----- Source records
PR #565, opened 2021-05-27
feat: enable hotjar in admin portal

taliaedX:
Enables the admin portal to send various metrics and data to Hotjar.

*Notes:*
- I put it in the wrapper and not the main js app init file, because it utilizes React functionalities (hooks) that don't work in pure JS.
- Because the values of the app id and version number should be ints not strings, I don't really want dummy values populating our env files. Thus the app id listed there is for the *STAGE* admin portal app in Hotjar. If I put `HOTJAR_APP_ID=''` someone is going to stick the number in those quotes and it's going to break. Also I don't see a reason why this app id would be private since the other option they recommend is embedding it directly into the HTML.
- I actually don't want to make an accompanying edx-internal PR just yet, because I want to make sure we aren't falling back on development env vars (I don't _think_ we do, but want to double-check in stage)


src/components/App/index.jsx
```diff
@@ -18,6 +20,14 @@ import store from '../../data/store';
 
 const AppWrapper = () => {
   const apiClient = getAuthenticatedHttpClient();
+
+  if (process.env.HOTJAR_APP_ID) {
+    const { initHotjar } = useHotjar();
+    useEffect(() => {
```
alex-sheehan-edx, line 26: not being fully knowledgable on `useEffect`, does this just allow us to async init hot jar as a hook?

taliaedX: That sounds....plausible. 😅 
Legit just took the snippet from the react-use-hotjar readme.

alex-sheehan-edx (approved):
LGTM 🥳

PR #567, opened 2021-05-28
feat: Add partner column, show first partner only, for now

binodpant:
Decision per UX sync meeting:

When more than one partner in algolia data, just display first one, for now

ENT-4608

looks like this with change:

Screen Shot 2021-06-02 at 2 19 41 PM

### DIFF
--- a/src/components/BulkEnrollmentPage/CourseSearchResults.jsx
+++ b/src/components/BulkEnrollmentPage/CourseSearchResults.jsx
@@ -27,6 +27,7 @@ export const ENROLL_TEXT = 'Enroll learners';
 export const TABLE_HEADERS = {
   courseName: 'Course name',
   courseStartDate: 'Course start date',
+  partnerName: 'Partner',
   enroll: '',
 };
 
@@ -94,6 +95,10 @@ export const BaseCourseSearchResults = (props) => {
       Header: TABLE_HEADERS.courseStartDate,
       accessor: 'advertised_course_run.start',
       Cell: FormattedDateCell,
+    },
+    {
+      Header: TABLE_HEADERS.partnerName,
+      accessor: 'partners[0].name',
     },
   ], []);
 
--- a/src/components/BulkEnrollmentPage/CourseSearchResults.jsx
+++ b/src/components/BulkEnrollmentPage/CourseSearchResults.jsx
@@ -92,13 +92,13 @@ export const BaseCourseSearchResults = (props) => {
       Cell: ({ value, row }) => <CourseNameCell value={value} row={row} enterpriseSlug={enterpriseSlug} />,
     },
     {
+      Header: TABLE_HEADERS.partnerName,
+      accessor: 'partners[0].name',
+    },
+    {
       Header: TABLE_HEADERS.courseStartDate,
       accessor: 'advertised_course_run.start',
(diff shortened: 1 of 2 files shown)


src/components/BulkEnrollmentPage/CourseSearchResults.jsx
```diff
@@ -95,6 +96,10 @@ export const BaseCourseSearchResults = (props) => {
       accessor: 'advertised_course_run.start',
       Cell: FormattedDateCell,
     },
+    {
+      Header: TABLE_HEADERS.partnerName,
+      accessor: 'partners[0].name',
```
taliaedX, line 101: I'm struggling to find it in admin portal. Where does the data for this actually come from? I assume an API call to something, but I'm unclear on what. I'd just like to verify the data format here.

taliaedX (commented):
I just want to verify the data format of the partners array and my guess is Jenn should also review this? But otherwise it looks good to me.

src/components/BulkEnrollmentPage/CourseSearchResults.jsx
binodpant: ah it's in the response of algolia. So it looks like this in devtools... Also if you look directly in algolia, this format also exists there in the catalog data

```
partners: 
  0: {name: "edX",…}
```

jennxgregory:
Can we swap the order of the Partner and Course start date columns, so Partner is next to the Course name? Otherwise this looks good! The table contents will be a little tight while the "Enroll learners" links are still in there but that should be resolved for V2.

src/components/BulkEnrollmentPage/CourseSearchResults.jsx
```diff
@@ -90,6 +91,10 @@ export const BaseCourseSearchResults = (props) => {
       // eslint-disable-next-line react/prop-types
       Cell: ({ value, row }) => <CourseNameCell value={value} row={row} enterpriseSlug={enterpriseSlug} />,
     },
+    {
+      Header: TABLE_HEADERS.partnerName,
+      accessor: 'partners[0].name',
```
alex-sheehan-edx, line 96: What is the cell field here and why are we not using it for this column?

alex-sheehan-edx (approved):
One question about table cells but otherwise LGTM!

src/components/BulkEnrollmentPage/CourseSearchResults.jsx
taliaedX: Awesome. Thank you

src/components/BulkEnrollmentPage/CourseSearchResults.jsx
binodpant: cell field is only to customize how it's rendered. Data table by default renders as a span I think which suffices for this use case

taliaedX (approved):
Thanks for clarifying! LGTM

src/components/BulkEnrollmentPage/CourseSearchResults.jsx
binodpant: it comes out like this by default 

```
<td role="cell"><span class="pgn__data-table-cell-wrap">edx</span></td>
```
----------
Task instructions — The records must each be output verbatim, with nothing left out.

Response —
PR #565, opened 2021-05-27
feat: enable hotjar in admin portal

taliaedX:
Enables the admin portal to send various metrics and data to Hotjar.

*Notes:*
- I put it in the wrapper and not the main js app init file, because it utilizes React functionalities (hooks) that don't work in pure JS.
- Because the values of the app id and version number should be ints not strings, I don't really want dummy values populating our env files. Thus the app id listed there is for the *STAGE* admin portal app in Hotjar. If I put `HOTJAR_APP_ID=''` someone is going to stick the number in those quotes and it's going to break. Also I don't see a reason why this app id would be private since the other option they recommend is embedding it directly into the HTML.
- I actually don't want to make an accompanying edx-internal PR just yet, because I want to make sure we aren't falling back on development env vars (I don't _think_ we do, but want to double-check in stage)


src/components/App/index.jsx
```diff
@@ -18,6 +20,14 @@ import store from '../../data/store';
 
 const AppWrapper = () => {
   const apiClient = getAuthenticatedHttpClient();
+
+  if (process.env.HOTJAR_APP_ID) {
+    const { initHotjar } = useHotjar();
+    useEffect(() => {
```
alex-sheehan-edx, line 26: not being fully knowledgable on `useEffect`, does this just allow us to async init hot jar as a hook?

taliaedX: That sounds....plausible. 😅 
Legit just took the snippet from the react-use-hotjar readme.

alex-sheehan-edx (approved):
LGTM 🥳

PR #567, opened 2021-05-28
feat: Add partner column, show first partner only, for now

binodpant:
Decision per UX sync meeting:

When more than one partner in algolia data, just display first one, for now

ENT-4608

looks like this with change:

Screen Shot 2021-06-02 at 2 19 41 PM

### DIFF
--- a/src/components/BulkEnrollmentPage/CourseSearchResults.jsx
+++ b/src/components/BulkEnrollmentPage/CourseSearchResults.jsx
@@ -27,6 +27,7 @@ export const ENROLL_TEXT = 'Enroll learners';
 export const TABLE_HEADERS = {
   courseName: 'Course name',
   courseStartDate: 'Course start date',
+  partnerName: 'Partner',
   enroll: '',
 };
 
@@ -94,6 +95,10 @@ export const BaseCourseSearchResults = (props) => {
       Header: TABLE_HEADERS.courseStartDate,
       accessor: 'advertised_course_run.start',
       Cell: FormattedDateCell,
+    },
+    {
+      Header: TABLE_HEADERS.partnerName,
+      accessor: 'partners[0].name',
     },
   ], []);
 
--- a/src/components/BulkEnrollmentPage/CourseSearchResults.jsx
+++ b/src/components/BulkEnrollmentPage/CourseSearchResults.jsx
@@ -92,13 +92,13 @@ export const BaseCourseSearchResults = (props) => {
       Cell: ({ value, row }) => <CourseNameCell value={value} row={row} enterpriseSlug={enterpriseSlug} />,
     },
     {
+      Header: TABLE_HEADERS.partnerName,
+      accessor: 'partners[0].name',
+    },
+    {
       Header: TABLE_HEADERS.courseStartDate,
       accessor: 'advertised_course_run.start',
(diff shortened: 1 of 2 files shown)


src/components/BulkEnrollmentPage/CourseSearchResults.jsx
```diff
@@ -95,6 +96,10 @@ export const BaseCourseSearchResults = (props) => {
       accessor: 'advertised_course_run.start',
       Cell: FormattedDateCell,
     },
+    {
+      Header: TABLE_HEADERS.partnerName,
+      accessor: 'partners[0].name',
```
taliaedX, line 101: I'm struggling to find it in admin portal. Where does the data for this actually come from? I assume an API call to something, but I'm unclear on what. I'd just like to verify the data format here.

taliaedX (commented):
I just want to verify the data format of the partners array and my guess is Jenn should also review this? But otherwise it looks good to me.

src/components/BulkEnrollmentPage/CourseSearchResults.jsx
binodpant: ah it's in the response of algolia. So it looks like this in devtools... Also if you look directly in algolia, this format also exists there in the catalog data

```
partners: 
  0: {name: "edX",…}
```

jennxgregory:
Can we swap the order of the Partner and Course start date columns, so Partner is next to the Course name? Otherwise this looks good! The table contents will be a little tight while the "Enroll learners" links are still in there but that should be resolved for V2.

src/components/BulkEnrollmentPage/CourseSearchResults.jsx
```diff
@@ -90,6 +91,10 @@ export const BaseCourseSearchResults = (props) => {
       // eslint-disable-next-line react/prop-types
       Cell: ({ value, row }) => <CourseNameCell value={value} row={row} enterpriseSlug={enterpriseSlug} />,
     },
+    {
+      Header: TABLE_HEADERS.partnerName,
+      accessor: 'partners[0].name',
```
alex-sheehan-edx, line 96: What is the cell field here and why are we not using it for this column?

alex-sheehan-edx (approved):
One question about table cells but otherwise LGTM!

src/components/BulkEnrollmentPage/CourseSearchResults.jsx
taliaedX: Awesome. Thank you

src/components/BulkEnrollmentPage/CourseSearchResults.jsx
binodpant: cell field is only to customize how it's rendered. Data table by default renders as a span I think which suffices for this use case

taliaedX (approved):
Thanks for clarifying! LGTM

src/components/BulkEnrollmentPage/CourseSearchResults.jsx
binodpant: it comes out like this by default 

```
<td role="cell"><span class="pgn__data-table-cell-wrap">edx</span></td>
```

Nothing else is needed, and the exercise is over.